Dün 'sabah.com.tr' üzerinden yayın yapan Sabah TV'de arkadaşlar, "28 Şubat darbesi bağlamında rövanşist olmayalım diyenler var; bu talebi nasıl yorumluyorsunuz" diye sordu.
(Emre Aköz'ün Sabah TV'de yaptığı açıklamaları izlemek için tıklayın)
Onlara verdiğim basit cevabı başlıkta da kullandım: Şimdi rövanş zamanı!
Niye böyle düşündüğümü anlatmadan önce iki noktaya açıklık getireyim:
1) Rövanş ne demek?
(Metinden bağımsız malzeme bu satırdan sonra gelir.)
PR #1245, opened 2025-02-13
Systemd fixes

Dennisbonke:
This PR holds various systemd fixes.

### DIFF
--- a/sysdeps/managarm/generic/drm.cpp
+++ b/sysdeps/managarm/generic/drm.cpp
@@ -1209,6 +1209,12 @@ int ioctl_drm(int fd, unsigned long request, void *arg, int *result, HelHandle h
 			                    << frg::endlog;
 			return 0;
 		}
+		case DRM_IOCTL_WAIT_VBLANK: {
+			mlibc::infoLogger() << "\e[35mmlibc: DRM_IOCTL_WAIT_VBLANK"
+			                       " is a noop\e[39m"
+			                    << frg::endlog;
+			return 0;
+		}
 		case DRM_IOCTL_PRIME_HANDLE_TO_FD: {
 			auto param = reinterpret_cast<drm_prime_handle *>(arg);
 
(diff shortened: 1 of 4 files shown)


sysdeps/managarm/generic/socket.cpp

Fransızcadan geçen bu kelimeyi Türk Dil Kurumu Sözlüğü şöyle tanımlıyor: "Sporda veya oyunda yenilmiş olanın, aynı rakiple oynadığı ikinci oyun."
Kötü ifade edilmiş bir tanım. Ayrıca kelimenin özü tanıma alınmamış. Basitçe intikam alma fırsatıdır rövanş.
2) 28 Şubat (1997) postmodern darbe sürecine maruz kalan Necmettin Erbakan'a da, Tansu Çiller'e de bir sempati duymam. Tarzları bana uymaz. Yani onların hakkını savunmamın sebebi, sevgi değil, ilkeler.
Darbeciler ve yardakçıları
Halkın verdiği oylarla Meclis'e girmiş olan Erbakan başkanlığındaki Refah Partisi ile Çiller başkanlığındaki Doğru Yol Partisi... 1996'da kısaca RefahYol denilen bir koalisyon hükümeti kurmuştu.
Türkiye'nin sınırlarını korumaları için maaş ödediğimiz... Altlarına lüks makam arabaları verdiğimiz... Dayalı döşeli lojmanlarda yaşattığımız generaller... Başta Hürriyet ile Sabah grupları olmak üzere, İstanbul büyük sermayesinin sesi olan medyayla ve bilhassa kimi Yüksek Yargı mensuplarıyla işbirliği yaparak RefahYol'u 1997'de iktidardan indirdiler... Dönemin Cumhurbaşkanı Süleyman Demirel de bu darbenin gerçekleştirilmesinde onlara yardımcı oldu...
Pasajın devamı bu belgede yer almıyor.